**Work required:** Every line of the entries with the word "could" in it should be shown.

**Supplied data:**

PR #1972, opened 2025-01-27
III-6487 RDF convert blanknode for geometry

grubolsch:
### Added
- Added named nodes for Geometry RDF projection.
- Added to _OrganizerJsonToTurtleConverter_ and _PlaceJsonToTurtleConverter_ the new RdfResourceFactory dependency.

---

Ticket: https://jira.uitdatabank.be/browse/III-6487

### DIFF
---
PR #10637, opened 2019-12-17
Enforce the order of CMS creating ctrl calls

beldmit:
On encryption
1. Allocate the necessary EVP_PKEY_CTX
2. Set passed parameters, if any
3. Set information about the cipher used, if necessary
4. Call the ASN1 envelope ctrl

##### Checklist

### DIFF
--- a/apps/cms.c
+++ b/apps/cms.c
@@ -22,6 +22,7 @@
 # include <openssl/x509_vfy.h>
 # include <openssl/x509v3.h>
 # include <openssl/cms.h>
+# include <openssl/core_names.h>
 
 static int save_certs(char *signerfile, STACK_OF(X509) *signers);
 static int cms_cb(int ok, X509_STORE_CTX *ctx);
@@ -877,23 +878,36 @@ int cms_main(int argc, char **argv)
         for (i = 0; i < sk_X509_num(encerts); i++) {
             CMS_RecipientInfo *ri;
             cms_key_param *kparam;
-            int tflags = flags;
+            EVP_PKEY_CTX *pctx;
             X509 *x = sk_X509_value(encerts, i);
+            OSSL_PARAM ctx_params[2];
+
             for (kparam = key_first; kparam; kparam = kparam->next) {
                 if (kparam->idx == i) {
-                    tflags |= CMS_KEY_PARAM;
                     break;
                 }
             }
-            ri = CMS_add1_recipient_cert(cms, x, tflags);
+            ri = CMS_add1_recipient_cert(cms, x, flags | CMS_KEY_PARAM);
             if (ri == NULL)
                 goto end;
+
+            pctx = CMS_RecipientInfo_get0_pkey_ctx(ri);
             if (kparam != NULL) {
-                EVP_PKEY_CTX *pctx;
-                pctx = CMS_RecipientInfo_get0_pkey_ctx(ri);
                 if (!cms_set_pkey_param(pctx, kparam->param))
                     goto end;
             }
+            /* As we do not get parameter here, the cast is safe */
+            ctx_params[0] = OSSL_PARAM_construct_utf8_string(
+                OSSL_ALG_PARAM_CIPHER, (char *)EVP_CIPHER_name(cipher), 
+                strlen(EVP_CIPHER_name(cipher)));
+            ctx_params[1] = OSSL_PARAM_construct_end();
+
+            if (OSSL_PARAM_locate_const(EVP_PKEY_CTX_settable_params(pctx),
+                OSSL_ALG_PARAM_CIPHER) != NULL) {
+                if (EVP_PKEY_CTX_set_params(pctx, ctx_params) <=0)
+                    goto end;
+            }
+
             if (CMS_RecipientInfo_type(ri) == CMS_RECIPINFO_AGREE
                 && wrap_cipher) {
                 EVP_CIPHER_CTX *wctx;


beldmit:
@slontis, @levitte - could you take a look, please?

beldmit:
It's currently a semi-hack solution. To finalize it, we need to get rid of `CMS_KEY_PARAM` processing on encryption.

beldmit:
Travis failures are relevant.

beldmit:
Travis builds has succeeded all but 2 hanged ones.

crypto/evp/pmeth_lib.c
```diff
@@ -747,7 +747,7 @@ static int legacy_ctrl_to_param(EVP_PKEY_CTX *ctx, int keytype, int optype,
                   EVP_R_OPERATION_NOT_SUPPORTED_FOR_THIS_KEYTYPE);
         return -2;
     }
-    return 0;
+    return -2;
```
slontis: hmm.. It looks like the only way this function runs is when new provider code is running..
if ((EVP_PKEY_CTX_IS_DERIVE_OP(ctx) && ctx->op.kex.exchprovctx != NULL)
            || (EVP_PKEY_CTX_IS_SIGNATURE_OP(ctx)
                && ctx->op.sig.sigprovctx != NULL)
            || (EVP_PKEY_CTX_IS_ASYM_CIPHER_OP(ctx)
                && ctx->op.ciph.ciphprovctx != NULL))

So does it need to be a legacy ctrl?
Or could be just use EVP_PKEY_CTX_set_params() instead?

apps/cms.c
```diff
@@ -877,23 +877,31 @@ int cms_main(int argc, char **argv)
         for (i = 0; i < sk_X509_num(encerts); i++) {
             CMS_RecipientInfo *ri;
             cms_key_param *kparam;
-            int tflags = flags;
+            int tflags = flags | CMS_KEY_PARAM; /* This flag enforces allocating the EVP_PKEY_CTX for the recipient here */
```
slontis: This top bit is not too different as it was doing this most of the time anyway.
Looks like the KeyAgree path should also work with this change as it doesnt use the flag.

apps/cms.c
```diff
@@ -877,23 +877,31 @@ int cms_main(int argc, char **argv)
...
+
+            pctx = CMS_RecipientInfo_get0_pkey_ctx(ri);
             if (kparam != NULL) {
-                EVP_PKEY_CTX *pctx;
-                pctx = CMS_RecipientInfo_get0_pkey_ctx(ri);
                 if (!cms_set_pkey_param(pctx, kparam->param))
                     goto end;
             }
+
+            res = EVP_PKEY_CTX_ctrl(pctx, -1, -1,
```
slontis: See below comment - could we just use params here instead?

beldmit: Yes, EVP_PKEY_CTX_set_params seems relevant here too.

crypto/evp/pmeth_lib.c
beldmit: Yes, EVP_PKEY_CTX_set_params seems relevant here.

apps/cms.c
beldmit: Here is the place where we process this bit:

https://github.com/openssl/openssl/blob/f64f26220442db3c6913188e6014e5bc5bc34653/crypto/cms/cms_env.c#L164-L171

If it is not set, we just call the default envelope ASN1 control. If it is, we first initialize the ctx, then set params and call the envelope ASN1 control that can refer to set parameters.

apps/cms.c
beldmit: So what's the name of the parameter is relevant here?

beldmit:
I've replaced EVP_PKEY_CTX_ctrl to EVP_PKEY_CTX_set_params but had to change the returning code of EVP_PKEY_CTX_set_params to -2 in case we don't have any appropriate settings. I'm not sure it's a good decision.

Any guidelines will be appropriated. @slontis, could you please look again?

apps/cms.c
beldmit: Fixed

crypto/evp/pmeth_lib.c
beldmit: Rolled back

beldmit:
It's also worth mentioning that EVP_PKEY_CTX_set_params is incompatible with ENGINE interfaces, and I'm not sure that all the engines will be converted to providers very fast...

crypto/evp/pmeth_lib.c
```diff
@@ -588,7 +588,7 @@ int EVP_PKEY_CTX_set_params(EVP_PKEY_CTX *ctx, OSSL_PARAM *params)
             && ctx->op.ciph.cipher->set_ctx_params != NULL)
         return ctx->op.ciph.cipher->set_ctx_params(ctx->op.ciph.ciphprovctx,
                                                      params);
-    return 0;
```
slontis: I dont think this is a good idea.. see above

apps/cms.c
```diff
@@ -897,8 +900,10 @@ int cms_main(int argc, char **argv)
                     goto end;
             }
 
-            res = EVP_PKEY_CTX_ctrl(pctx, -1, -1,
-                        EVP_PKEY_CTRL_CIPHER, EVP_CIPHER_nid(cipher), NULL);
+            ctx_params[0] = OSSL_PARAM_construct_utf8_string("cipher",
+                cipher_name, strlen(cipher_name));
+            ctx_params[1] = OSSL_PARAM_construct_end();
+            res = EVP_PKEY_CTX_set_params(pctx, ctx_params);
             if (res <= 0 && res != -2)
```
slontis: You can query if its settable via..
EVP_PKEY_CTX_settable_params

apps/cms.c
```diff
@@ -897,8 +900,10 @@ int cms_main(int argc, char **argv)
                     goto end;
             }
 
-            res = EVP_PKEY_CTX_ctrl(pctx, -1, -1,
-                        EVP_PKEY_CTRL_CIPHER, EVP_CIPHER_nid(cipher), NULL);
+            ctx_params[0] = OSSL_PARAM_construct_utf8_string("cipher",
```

**Reply:**
@slontis, @levitte - could you take a look, please?
Or could be just use EVP_PKEY_CTX_set_params() instead?
slontis: See below comment - could we just use params here instead?
Any guidelines will be appropriated. @slontis, could you please look again?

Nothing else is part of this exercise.